Investigating Robotaxi Crash Severity with Geographical Random Forest and the Urban Environment

This paper quantitatively investigates the crash severity of Autonomous Vehicles (AVs) with spatially localized machine learning and macroscopic measures of the urban built environment. Extending beyond the microscopic effects of individual infrastructure elements, we focus on the city-scale land use and behavioral patterns, while addressing spatial heterogeneity and spatial autocorrelation. We implemented a spatially localized machine learning technique called Geographical Random Forest (GRF) on the California AV collision dataset.
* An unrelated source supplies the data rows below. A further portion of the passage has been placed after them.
PR #2880, opened 2024-03-12
ICU-22621 Apply straightforward Clang-Tidy fixes

roubert:
ALLOW_MANY_COMMITS=true

##### Checklist

- [x] Required: Issue filed: https://unicode-org.atlassian.net/browse/ICU-22621

### DIFF
--- a/icu4c/source/common/unicode/simpleformatter.h
+++ b/icu4c/source/common/unicode/simpleformatter.h
@@ -25,10 +25,8 @@
 U_NAMESPACE_BEGIN
 
 // Forward declaration:
-namespace number {
-namespace impl {
+namespace number::impl {
 class SimpleModifier;
-}
 }
 
 /**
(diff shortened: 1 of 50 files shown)


eggrobin (commented):
I am somewhat skeptical about the braced-init-lists on multi-argument constructors on old classes, as these constructors were added when there was no decision as to whether they should be explicit or not. It seems to me that nowadays we might make something like the (UBool, ConstChar16Ptr, int32_t) constructor explicit, since it is not immediately obvious, at least to this reviewer, how `{true, r, len}` makes up a string.

The {}, the {x}, and the `emplace`s all look good.

eggrobin (approved):

eggrobin:
> That change was approved by the ICU TC

Some reservations about this one were noted in ICU-22621; and with the full diff at hand, I think in cases like `{true, r, len}` I would be more comfortable if others weighed in on the readability. Again, no objections to `return {}` and `return {x}`.

PR #2881, opened 2024-03-12
ICU-22687 Fix genren.pl not to skip C++ functions on Mac

richgillam:
##### Checklist

- [x] Required: Issue filed: https://unicode-org.atlassian.net/browse/ICU-22687

### DIFF
--- a/icu4c/source/tools/genren/genren.pl
+++ b/icu4c/source/tools/genren/genren.pl
@@ -154,9 +154,17 @@ for(;@ARGV; shift(@ARGV)) {
             chop $qtype;
         } elsif ($mode =~ /Mach-O/) {
             ($address, $type, $_) = split(/ /);
-            if(/^_(.*)$/) {
+            if (/^(.*)\(/) {
+            	# on Mac, C++ functions and methods are NOT prefixed with an underscore,
+            	# but do contain their parameter lists (in patentheses)-- remove
+            	# the parameter list
+            	$_ = $1;
+            } elsif(/^_(.*)$/) {
+            	# C function names (and maybe also C++ functions on Linux?) are all
+            	# prefixed with an underscore-- remove it
                 $_ = $1;
             } else {
+            	# skip symbols in any other format
                 next;
             }
         } else {


icu4c/source/tools/genren/genren.pl
```diff
@@ -154,7 +154,9 @@
             chop $qtype;
         } elsif ($mode =~ /Mach-O/) {
             ($address, $type, $_) = split(/ /);
-            if(/^_(.*)$/) {
+            if (/^(.*)\(/) {
+            	$_ = $1;
+            } elsif(/^_(.*)$/) {
```
markusicu, line 159: I think a comment would be nice. I think this does
// Remove a leading underscore.

If you have any idea for why this is done here, maybe you could add that... maybe even an example?

icu4c/source/tools/genren/genren.pl
```diff
@@ -154,7 +154,9 @@
             chop $qtype;
         } elsif ($mode =~ /Mach-O/) {
             ($address, $type, $_) = split(/ /);
-            if(/^_(.*)$/) {
+            if (/^(.*)\(/) {
```
markusicu, line 157: Like below, a comment would be nice for what we do here and why. Maybe
// On macOS, C++ function symbols include their full signature, with (arguments in parens). Remove those.

pedberg-icu (approved):
Thanks for investigating and fixing this! Should have been done long ago 🙃

icu4c/source/tools/genren/genren.pl
richgillam: Good idea.  Done.

As for why it does this, I don't know-- I can confirm that the `_` is there in the names of all the actual C functions in the `nm` output, even on Mac, but I don't know why it does that.

markusicu: Thanks for adding the comments, but please swap them :-)

richgillam: Dang it!  I caught that mistake, but then forgot to do a "git add".  Hopefully fixed now, and I also went ahead and (optimistically?) squashed my commits.

markusicu (approved):
lgtm tnx!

Analyzing multiple urban measures, including points of interest, building footprint, and land use, we built a GRF model and visualized it as a crash severity risk map of San Francisco. This paper presents three findings. First, spatially localized machine learning outperformed regular machine learning in predicting AV crash severity. The bias-variance tradeoff was evident as we adjusted the localization weight hyperparameter. Second, land use was the most important predictor, compared to intersections, building footprints, public transit stops, and Points Of Interest (POIs). Third, AV crashes were more likely to result in low-severity incidents in city center areas with greater diversity and commercial activities, than in residential neighborhoods. Residential land use is likely associated with higher severity due to human behavior and less restrictive environments. Counterintuitively, residential areas were associated with higher crash severity, compared to more complex areas such as commercial and mixed-use areas. When robotaxi operators train their AV systems, it is recommended to: (1) consider where their fleet operates and make localized algorithms for their perception system, and (2) design safety measures specific to residential neighborhoods, such as slower driving speeds and more alert sensors.